A leading Italian newspaper on Monday urged the deputy of head of Italy's fragile ruling coalition to resign over the expulsion of the wife and daughter of dissident Kazakh oligarch Mukhtar Ablyazov.
Interior Minister Angelino Alfano, who also serves as deputy premier, was not told of the operation in which Ablyazov's wife Anna Shalabayeva and their 6-year-old daughter Alua were expelled in May, the government said in a statement on Friday.
It said it had now withdrawn the deportation order.
The incident has added to the headaches facing Prime Minister Enrico Letta, who was already struggling to contain coalition tensions between Alfano's centre-right People of Freedom (PDL) and his own centre-left Democratic Party (PD).
Italian newspapers reported that at least four senior officials, including Alfano's own chief of staff could be sacked over the incident, and La Repubblica called for Alfano, a key lieutenant of centre-right leader Silvio Berlusconi, to go.
"A minister who doesn't know about an operation of this kind and is not in control of the police is both responsible for everything and good for nothing: He should resign," the left-leaning newspaper said in a front-page editorial.
Economic interests
Members of Alfano's People of Freedom party rejected the demand, saying La Repubblica was trying to bring down the government only months after the deadlocked national election in February which forced the creation of the uneasy coalition.
The PD, wary about exacerbating problems for Letta, has been more circumspect but Dario Nardelli, a senior deputy, said "it is in Alfano's interest to clear up this situation".
Italy has major economic interests in Kazakhstan, including energy group Eni's stake in the giant Kashagan oil field. The case has also highlighted the close relations between Berlusconi's former government, in which Alfano served as justice minister, and Kazakh President Nursultan Nazarbayev, who has ruled the oil-rich state for 17 years.
On Monday, Berlusconi, whose own legal problems have stoked coalition tensions, denied a report in the Unione Sarda newspaper that he had met Nazarbayev in Sardinia to discuss the case on 6 July, while the Kazakh leader was on holiday.
Letta has pledged to continue investigations into the deportation of Shalabayeva, who was hustled onto a private plane to Kazakhstan despite having a valid Latvian residence permit enabling her to stay in the European Union.
Ablyazov, a banker and ex-energy minister turned bitter critic of Nazarbayev, fled Kazakhstan after his bank BTA was declared insolvent and nationalised in 2009.
'Hostage' of the government
He was not present when Italian police raided the couple's Rome villa on 29 May and has accused the Kazakh government of "kidnapping" his family.

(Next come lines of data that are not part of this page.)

Issue #274, opened 2019-05-22
Port available modules to apypie


mdellweg:
- [x] foreman_architecture
- [x] foreman_auth_source_ldap
- [x] foreman_bookmark
- [x] foreman_compute_attribute
- [x] foreman_compute_profile
- [x] foreman_compute_resource
- [x] foreman_config_group
- [x] foreman_domain
- [x] foreman_environment
- [x] foreman_global_parameter
- [x] foreman_host
- [x] foreman_host_power (#450)
- [x] foreman_hostgroup
- [x] foreman_installation_medium
- [x] foreman_job_template (#440)
- [x] foreman_location
- [x] foreman_operatingsystem
- [x] foreman_organization
- [x] foreman_os_default_template
- [x] foreman_provisioning_template
- [x] foreman_ptable
- [x] foreman_realm
- [x] foreman_role
- [x] foreman_search_facts
- [x] foreman_setting
- [x] foreman_snapshot
- [x] foreman_subnet
- [x] foreman_user
- [x] katello_activation_key
- [x] katello_content_credential
- [x] katello_content_view (https://github.com/theforeman/foreman-ansible-modules/pull/405)
- [ ] katello_content_view_filter (#471)
- [x] katello_content_view_version (#445)
- [x] katello_host_collection
- [x] katello_lifecycle_environment
- [x] katello_manifest
- [x] katello_product
- [x] katello_repository
- [x] katello_repository_set
- [x] katello_sync (https://github.com/theforeman/foreman-ansible-modules/pull/424)
- [x] katello_sync_plan
- [x] katello_upload
- [x] ~~redhat_manifest~~ (not `nailgun` based)

evgeni:
I'd like to raise the question what should happen with modules that don't have tests and are thus not ported to the new API we introduced in February.

Given they are preserved them in the `nailgun` branch and I think they are kind of a blocker for the 0.1.0 milestone.

Some of them are deprecated anyways, so I'd argue we should just remove them.
For those that don't have  a replacement, we should prioritize writing tests, but I'd add a hard deadline (October?) by which all modules that are not tested are moved to `/dev/null`.

mdellweg:
I am ok with deleting them. They continue to live on the nailgun branch, and can be reintroduced at any later time. Carrying modules around that are not covered by tests is probably not worth the efford.

mdellweg:
And only 4 to close the foreman-ping issue.

evgeni:
Yes!

[...]

PR #279, opened 2019-05-23
[RFC] restructure the repository to match the latest ansible collections spec

evgeni:
this also adds ansible galaxy metadata and tests that the collection is buildable using mazer (https://github.com/ansible/mazer)

[ansible collections](https://github.com/ansible/ansible/blob/stable-2.8/changelogs/CHANGELOG-v2.8.rst#major-changes) are not well documented yet (https://github.com/ansible/ansible/issues/54420), but you can see examples at https://github.com/ansible-collections

this PR should "just" work if you only check out this repository. if you use the repository inside another project (as a submodule or something), you'll need to adjust `ansible.cfg` of your project to find the modules and module_utils in their new paths.

Issue #146, opened 2018-07-05
docuement what `state: present_with_default` does


sean797:
We need to add documentation for  `state: present_with_default`.

Maybe also consider changing the name - currently, my only suggestion is `created`.

mdellweg:
See also #30

PR #289, opened 2019-05-27
Move bookmark module to apypie

ephracis:
Refactor the foreman_bookmark module to use apypie instead of nailgun
so we can remove a lot of the boilerplate and keep the code clean.

See #274


ephracis:
I had to add support for `state: present_with_defaults` but took the liberty to also allow for `state: created` as mentioned in #146

modules/foreman_bookmark.py
```diff
@@ -156,17 +146,19 @@ def main():
...
+    (entity_dict, state) = module.parse_params()
 
     module.connect()
 
-    entity = find_bookmark(
-        module, bookmark_dict['name'], bookmark_dict['controller'], failsafe=True)
+    try:
+        search = 'name="{}",controller="{}"'.format(entity_dict['name'], entity_dict['controller'])
+        entity = module.find_resource('bookmarks', search, failsafe=True)
+    except Exception as e:
```
mdellweg: Heads up, we are about to be getting rid of that try block:
https://github.com/theforeman/foreman-ansible-modules/pull/281

mdellweg:
Seems like you are getting a hang of this...

modules/foreman_bookmark.py
ephracis: Ok, maybe I'll wait for that one to be merged then. Guess it would be best to get #279 in as well. 🙂

ephracis:
> Seems like you are getting a hang of this...

Yup, tiny steps, one at a time. 😉

modules/foreman_bookmark.py
mdellweg: Well, that one is hard to predict...

module_utils/foreman_helper.py
```diff
@@ -209,7 +209,10 @@ def ensure_resource(self, resource, entity_dict, entity, state, check_missing=No
         """ Ensure that a given entity has a certain state """
         changed, changed_entity = False, entity
 
-        if state == 'present':
+        if state == 'present_with_defaults' or state == 'created':
```
mdellweg: I guess, this will be up for discussion.
@sean797 @evgeni @Fobhep

modules/foreman_bookmark.py
```diff
@@ -32,8 +32,8 @@
 version_added: "2.4"
 author:
   - "Bernhard Hopfenmueller (@Fobhep) ATIX AG"
+  - "Christoffer Reijer (@ephracis) Basalt AB"
 requirements:
-  - "nailgun >= 0.29.0"
```
mdellweg: :tada: every time i see it.

module_utils/foreman_helper.py
sean797: I would suggest removing `created` for now and keeping these modules consistent. Perhaps we can open another PR and separately changing this across all the modules?

I think I'd prefer not to support both `present_with_defaults` & `created` but I'm happy with whatever if it's supported by others.

ephracis: Ok, I removed it.

modules/foreman_bookmark.py
evgeni: I wouldn't wait on #279 -- that can take some time, and is "easy" as it's just a `git mv`.

#281 is merged tho :)

module_utils/foreman_helper.py
```diff
@@ -209,7 +209,10 @@ def ensure_resource(self, resource, entity_dict, entity, state, check_missing=No
         """ Ensure that a given entity has a certain state """
         changed, changed_entity = False, entity
 
-        if state == 'present':
+        if state == 'present_with_defaults':
```
evgeni: Thanks! I was too lazy to add that when initially doing the Apypie backend, because I didn't *need* it ;)

modules/foreman_bookmark.py
evgeni: ACK, but probably this needs a `apypie` here now?

modules/foreman_bookmark.py
ephracis: Cool! Removing the try-catch then.

modules/foreman_bookmark.py
ephracis: Done.

evgeni:
> I had to add support for `state: present_with_defaults` but took the liberty to also allow for `state: created` as mentioned in #146

I don't see the `created` in the code?

ephracis:
> > I had to add support for `state: present_with_defaults` but took the liberty to also allow for `state: created` as mentioned in #146
> 
> I don't see the `created` in the code?

That's correct. I added it to the backend but didn't add it all the way up to the module. But I removed it all together now after the discussion. Let it be added in another PR (if we will even go with `created` as the name, it was just a suggestion from another issue).

evgeni:
ok, that makes sense, just wanted to make sure I didn't miss anything :)

Fobhep:
thanks for the refactor @ephracis :)

PR #291, opened 2019-05-28
handle sanitize inside the helper for both new and existing entities

evgeni:
this moves another line of boilerplate code inside the helper and also fixes the comparison of existing entities vs new ones.


evgeni:
the fixtures diff should not be that big…

module_utils/foreman_helper.py
```diff
@@ -257,6 +252,13 @@ def _generate_resource_payload(self, action_params, data):
 
         return resource_payload
 
+    def _flatten_value(self, value):
+        if isinstance(value, dict) and 'id' in value:
+            value = value['id']
+        elif isinstance(value, list) and value and isinstance(value[0], dict) and 'id' in value[0]:
+            value = sorted([item['id'] for item in value])
```
ekohl:
```suggestion
            value = sorted(item['id'] for item in value)
```

module_utils/foreman_helper.py
```diff
@@ -309,6 +311,7 @@ def __init__(self, argument_spec, **kwargs):
 
 
 def sanitize_entity_dict(entity_dict, name_map):
+    name_map['id'] = 'id'
```
mdellweg: I think, this is introducing a side effect: `name_map` will be modified after a call to this function. Is this a serious problem?

evgeni: I don't think so. I just want `id → id` to always be in the map.

evgeni: (and `id` should never be mapped to anything else, riiiiiight?)

ekohl: I thought this would be nice:
```
actual_map = collections.ChainMap(name_map, DEFAULT_MAPPING)
```

But turns out this Python 3 only.

mdellweg: we could keep a modified copy a an attribute to the module.

evgeni: What are we solving by keeping a copy?

mdellweg: we stop changing the dict that the user of the module provides us. Also he cannot accidentally change our copy midway. Otoh it kind of binds the module instance to a specific entity class.
In the end it comes back to my question whether this imposes a real world problem. I am ok with saying: no.

evgeni: I say no. :)

PR #292, opened 2019-05-30
create a temporary directory and place apypie's cache in there

evgeni:


evgeni:
@mdellweg this is imho cleaner than #288

test/test_playbooks/organization.yml
```diff
@@ -10,6 +10,8 @@
       organization_state: absent
 - hosts: tests
   gather_facts: false
+  environment:
+    XDG_CACHE_HOME: "{{ lookup('env', 'FAM_TEST_APYPIE_CACHE_DIR') }}"
```
evgeni: this is needed as I want to override the cache folder only for the tests hosts and one can't set env vars in the inventory :(

test/test_crud.py
```diff
@@ -81,7 +84,7 @@ def run_playbook(module, extra_vars=None, limit=None):
 
 
 @pytest.mark.parametrize('module', MODULES)
-def test_crud(module, record):
-    run = run_playbook_vcr(module, record=record)
+def test_crud(tmpdir, module, record):
```
mdellweg: Is tmpfile a pytest fixture, or do we need to configure that somewhere?

evgeni: It's a pytest fixture, yeah. https://docs.pytest.org/en/latest/tmpdir.html

We don't need to do anything. 

But I can also drop that change from this PR if you want to and we'll discuss it separately.

evgeni:
One thing that came to my mind later: we could use the same code to pre-warm the cache, so we won't have the whole apidoc.json in each fixture separately.

This would also allow us to drop the ugly step that we need to set the env var only on the tests host, not on the fixtures one.

And potentially, we could then run test with multiple versions of the apidoc. (Mind you, it won't be full multi-version foreman testing, as the replies would still be recorded once)

test/test_crud.py
mdellweg: If pytest handles tmpdirs for us, that's fine. :+1:

mdellweg:
Pre-warming seems like a good idea. We are not testing apypie here... ;)
But i think, we should provide this api.json for every playbook, since every difference there translates to a substantial difference in the api, probably causing the tests to fail.

evgeni:
I would prefer if we would not have a separate apidoc for every module/playbook. But I could live with a generic foreman, a generic katello one, and then specialized if the module needs another plugin (say snapshot ;))
With that we could also run the foreman modules against plain foreman and foreman+X (katello sometimes does interesting things).

I will be mostly unavailable the next 2 weeks, so if it's OK for you, I'd take that as the next step and a separate PR.

evgeni:
Really, I can't reopen from FastHub? Grrr.

Could someone please reopen, I just wanted to retrigger Travis as the apypie PR was merged

evgeni:
Needs a rebase anyways. Well, later then.

evgeni:
rebased and included the role module

evgeni:
Thanks. Opened #297 to track the improvements we discussed above. Merging as-is.

PR #293, opened 2019-05-30
Add module foreman_role

ephracis:
Add a module for managing user roles in Foreman.


sean797:
Once I have created a role, how do I assign permissions to that role using the API? Maybe I'm blind, but I cannot see it in APIDOC https://theforeman.org/api/1.21/index.html

ephracis:
> Once I have created a role, how do I assign permissions to that role using the API? Maybe I'm blind, but I cannot see it in APIDOC https://theforeman.org/api/1.21/index.html

Good question. I don't know. Maybe we should extend the Foreman API with support for assigning permissions to roles. it would be fairly simple to then add that to this module I think.

modules/foreman_role.py
```diff
@@ -0,0 +1,134 @@
...
+    description: domain presence
+    default: present
+    choices: ["present", "absent"]
+'''
+
+EXAMPLES = '''
+- name: role
+  foreman_role:
+    name: "test"
+    description: "test role"
```
sean797: Can we use more meaningful data here? Something like "Provisioner" "Only provision on libvirt" or something like that

sean797:
Okay, I took a proper look this time, it's https://theforeman.org/api/1.21/apidoc/v2/filters.html (despite the terrible name)

I agree, I'd like to avoid a `foreman_role` & `foreman_filter` module and changes to both resources can be made using this module. We do this is other places like Content View Filters & Activation keys.

ephracis:
> I agree, I'd like to avoid a foreman_role ...

So... close this PR? Or should I fix your comments and proceed to get this merged?

sean797:
No, I was just saying we shouldn't have a `foreman_role` AND a `foreman_filter` module. I'm happy with this PR :+1:

modules/foreman_role.py
```diff
@@ -0,0 +1,134 @@
...
+  password:
+    description: foreman user password
+    required: true
+  validate_certs:
+    aliases: [ verify_ssl ]
+    description: verify ssl connection when communicating with foreman
+    default: true
+    type: bool
+  state:
+    description: domain presence
```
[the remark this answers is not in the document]
ephracis: Sorry about that, darn copy-paste. 🙂

Fixed.

modules/foreman_role.py
ephracis: Absolutely. Fixed!

Fodoj:
@sean797 @ephracis what are the plans to allow permissions/filters management? Right now both user groups and filters are missing, so just configuring the role is not much of a benefit from automation perspective. Usergroups are being worked on here https://github.com/theforeman/foreman-ansible-modules/pull/516/files but I couldn't find anything for filters. I'd be happy to contribute, but would be good to know what is the alternative to introducing dedicated foreman_filter module.

Fodoj:
Ok, I started working on it, will try to submit PR in next days.
Am 16. Okt. 2019, 16:01 +0200 schrieb sean797 <notifications@github.com>:

PR #294, opened 2019-05-30
Port foreman_environment to Apypie

ephracis:
Port the environment module to the new Apypie boilerplate. Until we
get #291 merged this means that we cannot modify associated orgs and
locs which is why those tests are commented out for now.

This is part of #274


evgeni:
291 is IN! :)

ephracis:
Travis fails on `test_crud[domain]` even though I haven't touched it.

mdellweg:
@ephracis Yes, i think i experienced the same. I think i do not like to _just_ add the `domain-0.yaml` fixture. I would commit the complete rerecorded playbook.

ephracis:
> @ephracis Yes, i think i experienced the same. I think i do not like to _just_ add the `domain-0.yaml` fixture. I would commit the complete rerecorded playbook.

Unfortunately I never get the initial call to `/apidoc/v2.json` even when I delete the cache. So if I do a rerecord and push it, it will fail. No matter what I do.

But it seems to be working fine to just copy it from another fixture.

mdellweg:
Did you rebase on top of #291 ? The use of a tmpdir there should do exactly that.

ephracis:
Yes I did and I did a rerecord och both environment and domain but still no such call. Perhaps there's something wrong with my setup (since it used to work before, as long as I cleared the cache). Though when I run `make test` it will attempt to do the request and I will get a failure since the `make record_xxx` did not properly record the request.

Very strange. I'll have to look into it later when I have the time. Or just nuke the setup and build a new from scratch perhaps.

mdellweg:
Thanks for looking into this. Since i also already started to try to rerecord those (they are failing on master too), i will give it a shot.

evgeni:
Maybe I broke it, as master is red too :(

mdellweg:
I can confirm, that the first fixture does not contain the apidoc file.

mdellweg:
@ephracis Tests on master should be fixed. Can you rebase?

mdellweg:
https://travis-ci.org/theforeman/foreman-ansible-modules/jobs/541674163#L439

That directory does not really have the random name i'd expect from a tmpdir. Can you make sure it is empty?

evgeni:
It should be empty as it's freshly created by pytest. But yes the name is not really random.

ephracis:
Still not getting any proper apypie requests in the `-0` fixture. Is there anything I need to do besides rebasing?

mdellweg:
I think, i know... You need to do set the XDG_..._CACHE_SOMETHING environment variable. Look at the new activationkey playbook.

mdellweg:
```diff
diff --git a/test/test_playbooks/environment.yml b/test/test_playbooks/environment.yml
index bec0328..f4d529e 100644
--- a/test/test_playbooks/environment.yml
+++ b/test/test_playbooks/environment.yml
@@ -14,6 +14,8 @@
 
 - hosts: tests
   gather_facts: false
+  environment:
+    XDG_CACHE_HOME: "{{ lookup('env', 'FAM_TEST_APYPIE_CACHE_DIR') }}"
   tasks:
   - name: 'Load server config'
     include_vars:
```

evgeni:
That looks good, yeah. We probably should write a short porting guide.

mdellweg:
I guess, we wanted to change that anyway with the cache prewarming.

ephracis:
That seems to have done the trick. Now I ran both a rerecord and a test locally and it worked fine. Hope it works in Travis as well.

plugins/modules/foreman_environment.py
```diff
@@ -120,22 +106,15 @@ def main():
 
     module.connect()
 
-    try:
-        entity = find_environment(module, name=entity_dict['name'], failsafe=True)
-    except Exception as e:
-        module.fail_json(msg='Failed to find entity: %s ' % e)
+    entity = module.find_resource_by_name('environments', name=entity_dict['name'], failsafe=True)
 
-    # Set Locations of partition table
```
mdellweg: :+1:

plugins/modules/foreman_environment.py
```diff
@@ -78,36 +79,21 @@
...
-        Location,
-        Organization,
-    )
-except ImportError:
-    pass
-
-from ansible.module_utils.foreman_helper import ForemanEntityAnsibleModule
-
+from ansible.module_utils.foreman_helper import (
+    sanitize_entity_dict,
```
mdellweg: You are not using this anymore.

plugins/modules/foreman_environment.py
```diff
@@ -120,22 +106,15 @@ def main():
...
-    except Exception as e:
-        module.fail_json(msg='Failed to find entity: %s ' % e)
+    entity = module.find_resource_by_name('environments', name=entity_dict['name'], failsafe=True)
 
-    # Set Locations of partition table
     if 'locations' in entity_dict:
-        entity_dict['locations'] = find_locations(module, entity_dict['locations'])
+        entity_dict['locations'] = module.find_resources('locations', entity_dict['locations'], thin=True)
 
-    # Set Organizations of partition table
```
mdellweg: Those have still hung around?

mdellweg:
somehow, your api.json still slips through. The first request in `fixtures/*-0.yml` must be the one to `apidoc/v2.json`.

ephracis:
> somehow, your api.json still slips through. The first request in `fixtures/*-0.yml` must be the one to `apidoc/v2.json`.

Yeah, I just saw that. :(

ephracis:
My cache path is `/Users/chbr/.cache/apypie/https___foreman.example.com/v2/default.json` and the cache file is created during the fixtures (when creating the org). So when it gets to the first environment call the cache file is present and the request is never made.

Note that I am running on a Mac. Maybe that would be a reason why it's not working for me?

ephracis:
or that I have an old version of apypie installed...

mdellweg:
And the environment variable is trying to move the cache for the tests host into to pytest tmpdir. Maybe that's what does not work in your environment.
Can you debug this by adding a module.fail_json with the env-var?
If nothing else, maybe running it inside a linux vm works?

ephracis:
My api.py has not mention of the XDG variable. So it's ignored. I compared to what's on GitHub and it's different.

I had to uninstall it to make `make test-setup` install the correct version. Now I get a proper fixture file with the apidoc request.

mdellweg:
`pip install --upgrade apypie` should have done the trick, too.

evgeni:
Not sure upgrade works with git urls if the version doesn't change.

mdellweg:
2 Acks. Let's get this one off your back. ;)

mdellweg:
@ephracis Thank you for so much patience.

PR #1242, opened 2021-06-08
fix content_credentials role test

evgeni:
latest is not a good idea as it can change


lzap (approved):
Fixes tests, I need this, thank you!

PR #1243, opened 2021-06-08
include *which* param is duplicated in validator

evgeni:


plugins/module_utils/foreman_helper.py
```diff
@@ -174,8 +174,10 @@ class ParametersMixinBase(object):
     def validate_parameters(self):
         parameters = self.foreman_params.get('parameters')
         if parameters is not None:
-            if len(parameters) != len(set(param['name'] for param in parameters)):
-                self.fail_json(msg="There are duplicate keys in 'parameters'.")
+            parameter_names = [param['name'] for param in parameters]
+            duplicate_params = set([x for x in parameter_names if parameter_names.count(x) > 1])
```
mdellweg, line 178: Looks a bit complicated...
But using a `defaultdict(int)` is probably no better.

mdellweg (approved):

plugins/module_utils/foreman_helper.py
evgeni: If you think that's complicated, you need to look at the other answers I've found on StackOverflow 😅

PR #1254, opened 2021-06-29
explicitly assert which versions are kept

evgeni:
only checking `length` can lead to the wrong versions (but the right
number of them) being removed, and the tests not noticing that


mdellweg (approved):
nice!

PR #1255, opened 2021-06-29
BZ#1974314 - make cv cleanup work with keep=0

evgeni:


evgeni:
:green_apple:

roles/content_view_version_cleanup/tasks/find_and_delete_unused_cv_versions.yml
```diff
@@ -17,4 +17,4 @@
     cv_name: "{{ cv.name }}"
     cv_versions: "{{ (versions.resources | rejectattr('environments') | rejectattr('composite_content_view_ids') |
       rejectattr('published_in_composite_content_view_ids') | map(attribute='version') | map('float') | sort |
-      map('string') | list )[:-foreman_content_view_version_cleanup_keep] }}"
+      map('string') | reverse | list )[foreman_content_view_version_cleanup_keep:] }}"
```
evgeni, line 20: if you're curious what happen(s|ed) here:

`alist[:-5]` gives all but the last 5 entries of the list, while `alist[:-0]` is the same as `alist[:0]` which is sadly `[]`.

now in normal python, I'd probably just do something like `alist[:len(alist)-n]`, but given `alist` is really a super long thing we generate on the fly, and I really hate using `set_fact`, I didn't.

another (clever) solution would be to use `alist[:-n or None]`, as `-n or None` evaluates to `None` for `n=0`, and then `alist[:None]` becomes `alist[:]` which is `alist` (well, technically a copy of it, but who cares). and I don't like clever too much.

now, given that we don't care about the order the CVs are removed, we can reverse the list, and start slicing at the beginning, where using 0 works just fine. still a bit clever, but less than the above, imho.

and because users, I've added a guard to disallow `keep` to be < 0.

ehelms (approved):

PR #1256, opened 2021-06-29
pin projects that dropped Python 2 support

evgeni:


mdellweg (approved):

evgeni:
`content_rhel` tests :roll_eyes:

PR #1257, opened 2021-06-30
when resolving values in vm_attrs, compare them as strings

### LINKED ISSUE #1245: cluster value in vm_attr for compute profiles expect string
##### SUMMARY

If we want to create compute profiles for vsphere compute resource the value of `cluster` within `vm_attrs` can't be an integer. We need to put an integer in quotes. 
As we can use numbers for cluster and or datacenter in Sphere configuration the module should also accept integers and may be do a type casting inside the module.

##### ISSUE TYPE
 - Bug Report

##### ANSIBLE VERSION

ansible >= 2.9.0, <= 2.9.10

##### COLLECTION VERSION

theforeman.foreman:2.1.0

##### KATELLO/FOREMAN VERSION

foreman-server 2.1.4

##### STEPS TO REPRODUCE

This code should reproduce the issue.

In an interview with La Repubblica on Monday, his eldest daughter Madina said her mother had been made a "hostage" of the government, which has been severely criticised for its treatment of political opponents by groups including Human Rights Watch and Amnesty International.
"The possibilities open to my father's enemies are unlimited as this extraordinary expulsion proves once again," she said.
The Italian government has asked Kazakhstan to safeguard Shalabayeva's rights but Kazakh authorities say she will not be able to leave pending an investigation into allegations she illegally obtained passports for relatives of Ablyazov.